Normalization overall did not seem to improve classification results. However, it was found that in the fiberoptic DRS datasets, in which disposable needles were used, normalization did improve the classification outcome. This might have to do with small differences between the disposable needles used in for these two dataset. Moreover, between the white reference and the actual measurements, a switch needed to be made between the white reference needle and the measurement needle. This switch might have introduced intensity differences which were not patient or tissue specific. To overcome these intensity differences, normalization might be a solution. If normalization is used, it is recommended to use normalization at 800 nm, instead of normalization using the area under the curve or SNV normalization.

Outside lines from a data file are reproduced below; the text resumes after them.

PR #72, opened 2015-11-12
Fix some problems with iterable declarations.

heycam:
1. iterable<> declarations with a single type ("value iterators") now
   always iterates over the object's indexed properties, and disallows
   its use on objects that don't support indexed properties (and have a
   "length" attribute).

2. The entries and keys properties of interface prototypes for
   interfaces that have value iterators are now defined to have values
   equal to the initial values of Array.prototype.{entries,keys},
   similarly to how @@iterator was already defined when indexed
   properties were present.

3. The definitions of @@iterator and forEach for iterable<> declarations
   with two types ("pair iterators") are fixed.  "Default iterator
   objects" now work only for pair iterators, since we don't support
   prose-defined value iterators now.

### DIFF
--- a/index.html
+++ b/index.html
@@ -19,7 +19,7 @@
   <link rel="stylesheet" href="https://www.w3.org/StyleSheets/TR/W3C-ED" type="text/css" /></head>
 
   <body>
-    <div class="head"><div><a href="http://www.w3.org/"><img src="https://www.w3.org/Icons/w3c_home" width="72" height="48" alt="W3C" /></a></div><h1>Web IDL (Second Edition)</h1><h2>W3C Editor’s Draft <em>18 January 2016</em></h2><dl><dt>This Version:</dt><dd><a href="http://heycam.github.io/webidl/">http://heycam.github.io/webidl/</a></dd><dt>Latest Version:</dt><dd><a href="http://www.w3.org/TR/WebIDL/">http://www.w3.org/TR/WebIDL/</a></dd><dt>Previous Versions:</dt><dd><a href="http://www.w3.org/TR/2012/CR-WebIDL-20120419/">http://www.w3.org/TR/2012/CR-WebIDL-20120419/</a></dd><dd><a href="http://www.w3.org/TR/2012/WD-WebIDL-20120207/">http://www.w3.org/TR/2012/WD-WebIDL-20120207/</a></dd><dd><a href="http://www.w3.org/TR/2011/WD-WebIDL-20110927/">http://www.w3.org/TR/2011/WD-WebIDL-20110927/</a></dd><dd><a href="http://www.w3.org/TR/2011/WD-WebIDL-20110712/">http://www.w3.org/TR/2011/WD-WebIDL-20110712/</a></dd><dd><a href="http://www.w3.org/TR/2010/WD-WebIDL-20101021/">http://www.w3.org/TR/2010/WD-WebIDL-20101021/</a></dd><dd><a href="http://www.w3.org/TR/2008/WD-WebIDL-20081219/">http://www.w3.org/TR/2008/WD-WebIDL-20081219/</a></dd><dd><a href="http://www.w3.org/TR/2008/WD-WebIDL-20080829/">http://www.w3.org/TR/2008/WD-WebIDL-20080829/</a></dd><dd><a href="http://www.w3.org/TR/2008/WD-DOM-Bindings-20080410/">http://www.w3.org/TR/2008/WD-DOM-Bindings-20080410/</a></dd><dd><a href="http://www.w3.org/TR/2007/WD-DOM-Bindings-20071017/">http://www.w3.org/TR/2007/WD-DOM-Bindings-20071017/</a></dd><dt>Participate:</dt><dd>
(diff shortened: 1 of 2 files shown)


heycam:
@bzbarsky can you take a look at this?

index.html
```diff
@@ -3617,28 +3617,56 @@ <h2 id="sotd">Status of This Document</h2>
...
+              The value-type of the <a class="dfnref" href="#dfn-value-iterator">value iterator</a>
+              <span class="rfc2119">MUST</span> be the same as the type returned by
+              the <a class="dfnref" href="#dfn-indexed-property-getter">indexed property getter</a>.
+              A <a class="dfnref" href="#dfn-value-iterator">value iterator</a> is implicitly
+              defined to iterate over the object’s indexed properties.
+            </p>
+            <p>
+              A <a class="dfnref" href="#dfn-pair-iterator">pair iterator</a>
+              <span class="rfc2119">MUST NOT</span> be declared on an interface
+              that does <a class="dfnref" href="#dfn-support-indexed-properties">support indexed properties</a>.
```
bzbarsky: "that supports indexed properties" instead of "that does support indexed properties"?

index.html
```diff
@@ -3617,28 +3617,56 @@ <h2 id="sotd">Status of This Document</h2>
...
+                Since <a class="dfnref" href="#dfn-value-iterator">value iterators</a>
+                are currently allowed only on interfaces that
+                <a class="dfnref" href="#dfn-support-indexed-properties">support indexed properties</a>,
+                it makes sense to use an Array-like forEach method.
+                There may be a need for <a class="dfnref" href="#dfn-value-iterator">value iterators</a>
+                (a) on interfaces that do not 
+                <a class="dfnref" href="#dfn-support-indexed-properties">support indexed properties</a>,
+                or (b) with a forEach method that instead invokes its callback like
+                Set.protoype.forEach (where the key is the same as the value).
+                If this is you, please send a request to
```
bzbarsky: Maybe "if you're creating an API that needs such a forEach method, please ...."

index.html
```diff
@@ -12034,7 +12068,12 @@ <h4 id="PrimaryGlobal">4.3.6. [Global] and [PrimaryGlobal]</h4>
...
-                If the interface has an <a class="dfnref" href="#dfn-iterable-declaration">iterable declaration</a>,
+                If the interface defines an <a class="dfnref" href="#dfn-indexed-property-getter">indexed property getter</a>,
+                then the <span class="estype">Function</span> object is
+                the initial value of the “forEach” data property of <a class="external" href="http://people.mozilla.org/~jorendorff/es6-draft.html#sec-well-known-intrinsic-objects">%ArrayPrototype%</a> (<a href="#ref-ECMA-262">[ECMA-262]</a>, section 6.1.7.4).
+              </p>
+              <p>
+                If the interface has a <a class="dfnref" href="#dfn-pair-iterator">pair iterator</a>,
                 then the <span class="estype">Function</span> <span class="rfc2119">MUST</span>
                 have the same behavior as one that would exist assuming the interface had
                 this <a class="dfnref" href="#dfn-operation">operation</a> instead of the
```
bzbarsky: `= undefined` is not valid syntax afaict (though this seems to predate this PR).  I thought we were just going to make optional any default to undefined automatically...

index.html
```diff
@@ -12045,15 +12084,23 @@ <h4 id="PrimaryGlobal">4.3.6. [Global] and [PrimaryGlobal]</h4>
...
+                    <li>Let <var>pair</var> be the entry in <var>pairs</var> at index <var>i</var>.</li>
+                    <li>Let <var>key</var> be <var>pair</var>’s key.</li>
+                    <li>Let <var>value</var> be <var>pair</var>’s value.</li>
                     <li><a href="#es-invoking-callback-functions">Invoke</a> <var>callback</var> with <var>thisArg</var>
                       as the <a class="dfnref" href="#dfn-callback-this-value">callback this value</a> and
-                      <var>k</var> and <var>value</var> as its arguments.</li>
+                      <var>value</var>, <var>key</var> and <var>O</var> as its arguments.</li>
+                    <li>Update <var>pairs</var> to the current list of <a class="dfnref" href="#dfn-value-pairs-to-iterate-over">value pairs to iterate over</a>.
+                      <div class="note"><div class="noteHeader">Note</div>
+                        <p>Depending on whether prose accompanying the interface defined this to be a snapshot at the time
```
bzbarsky: Hmm.  I don't see how this works.  The list of value pairs to iterate over is just stored in the object, no?  There's nowhere to put the snapshot.  As in, I don't see how prose could define snapshotting behavior here.

bzbarsky:
And a general note: We may want to move towards links to http://www.ecma-international.org/ecma-262/6.0/ instead of the out-of-date draft.

domenic:
You want https://tc39.github.io/ecma262 actually. Lots of bug fixes already.

bzbarsky:
> You want https://tc39.github.io/ecma262 actually. 

Does that promise sufficient link-stability (as in, anchor names won't go dead)?

domenic:
@bterlson can confirm but I am pretty sure that's the intent

bterlson:
tc39.github.io/ecma262 is essentially `master` and thus doesn't make the usual promises WRT stability - there may be significant changes from day-to-day, including changing/removing/refactoring clauses that would impact anchor names. That said, as a general rule, changing anchor names is something to be avoided and, while I make no promises, it seems unlikely to be a problem. So far I've preserved all anchor names from ES6.

I would be more concerned with linking to a document that is not a ratified standard, may have pieces that do not have TC39 consensus, and could really change at any time. The official ES6 spec seems like the best bet (though it's sad its not nearly as usable as the master version).

index.html
heycam: Yeah, that's not going to work.  I suppose we should be more explicit about what's going on here.  But first question: do we want to bother with supporting both snapshotted lists to iterate over here?  Map.prototype.forEach doesn't snapshot, although it will guarantee that an entry added after iteration starts (which is not then deleted) will be iterated before iteration ends, which isn't something we can guarantee by using an index.

bzbarsky: With an index we can't even guarantee that an entry that was there before iteration starts will be iterated, if the right deletions happen.

For example, say our original list consists of the entries [0, 1, 2, 3, 4, 5] each number at itself as index.  We start iterating and in the callback with index == 3 delete entries 0, 1, 2.  At that point length == 3, so iteration is done and no callbacks happen for 4 and 5.

Map and Set go out of their way to avoid this with a specification device that can't be implemented in practice (removal never gives up memory) and some resulting implementation complexity.

Array has the behavior we have now: just use an index.  This is, of course, required because the Array stuff is trying to be generic and hence can't depend on tight cooperation with the thing being iterated.

We _could_ spec the Map/Set behavior for two-type iterables, I think, as follows: spec that the iterator object has a way to notify it on removal from the list (with the index the removal happened at) and if so notified will reduce its index if the removal happened before it.  Similar for insertions before the current index.  Prose for specific iterables would then have to define when (or whether) these notifications are delivered.  Maybe this is worth doing; that way the default behavior will be that there are no notfications so you get the Array iteration behavior but interfaces that want the Map/Set one can opt in to it without too much trouble.  I'm not sure we can make it any _easier_ to opt in to it than that.

I don't think we really want to support fully snapshotting here.  If people want that, they can define a way to produce an iterable snapshot as part of their interface.

heycam: Having notifications to handle the Map/Set behaviour would mean that spec prose would need to interact with the "value pairs to iterate over" by explicitly saying "insert a pair at index i" or "remove a pair at index j", rather than defining more declaratively what the list would be at any given moment.  That's pretty awkward.  And in any case pairs could be removed and re-inserted at later indexes and be iterated over multiple times, which from the ES spec it sounds like Maps/Sets shouldn't do.  One thing that makes it a little easier for Maps/Sets is that new entries go at the end and can't be inserted at arbitrary indexes.

I don't think we need to allow spec authors to choose between iteration behaviour that ensures we get all entries, and one based on simple indexes that means we might skip some.  I can't see why there'd be good reasons to choose differently for different APIs.

An easier way to spec the "ensure we don't skip any entries" iteration behaviour: at each iteration of the loop (for forEach) or invocation of next (on the default iterator object), we scan the list for the first pair whose key isn't present in a set of handled keys that we maintain, then we invoke the callback / return that entry.  As written that's quadratic time, but we could leave it to implementors to work out to handle the common case of the list of value pairs *not* changing, or to inform the iterator about entries that were inserted/removed (using some knowledge of the particular API being implemented), without needing the spec author to specify that.  That might not always be easy, depending on how "dynamic" the definition of the list of pairs is...

heycam: But TBH I'd be willing to break with the Map/Set symmetry and just do something simplistic like Arrays.

bzbarsky: > And in any case pairs could be removed and re-inserted at later indexes and be iterated over multiple times

bzbarsky: > And in any case pairs could be removed and re-inserted at later indexes and be iterated over multiple times

Yep.  I think the same can happen with Map/Set, actually.  For example, this script:

    var s = new Set([1, 2, 3]); 
    var e = s.values(); 
    console.log(e.next()); 
    s.delete(1); 
    s.add(1); 
    console.log(...e)

logs:

    Object { value: 1, done: false }
    2 3 1


> I can't see why there'd be good reasons to choose differently for different APIs.

Well, performance and simplicity, possibly.

But yes, we could do what you suggest.  I don't believe it would match the Map/Set behavior, though, per above.

heycam:
I removed the talk of snapshots and left the Array-like index incrementing pair iterator behaviour.

heycam:
Sorry for letting this slip through the cracks for so long when it just needed landing!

Comparing different feature extraction techniques to the use of the entire spectrum, it was found that it is most useful to use features that describe the shape of the spectrum as good as possible. The parameters obtained with the analytical model based on optical diffusion theory were found to be the best parameters used for classification. However, these parameters cannot always be used due to assumptions made in the model on fiber distance and the assumption that illumination was done with a collimated beam, excluding diffuse reflection HSI. If fit parameters could not be used, shape-based features were the best feature extraction method. It was concluded that the optimal classification of healthy colorectal wall and tumor is done using a SVM or NN, using fit parameters or shape-based features, without normalization.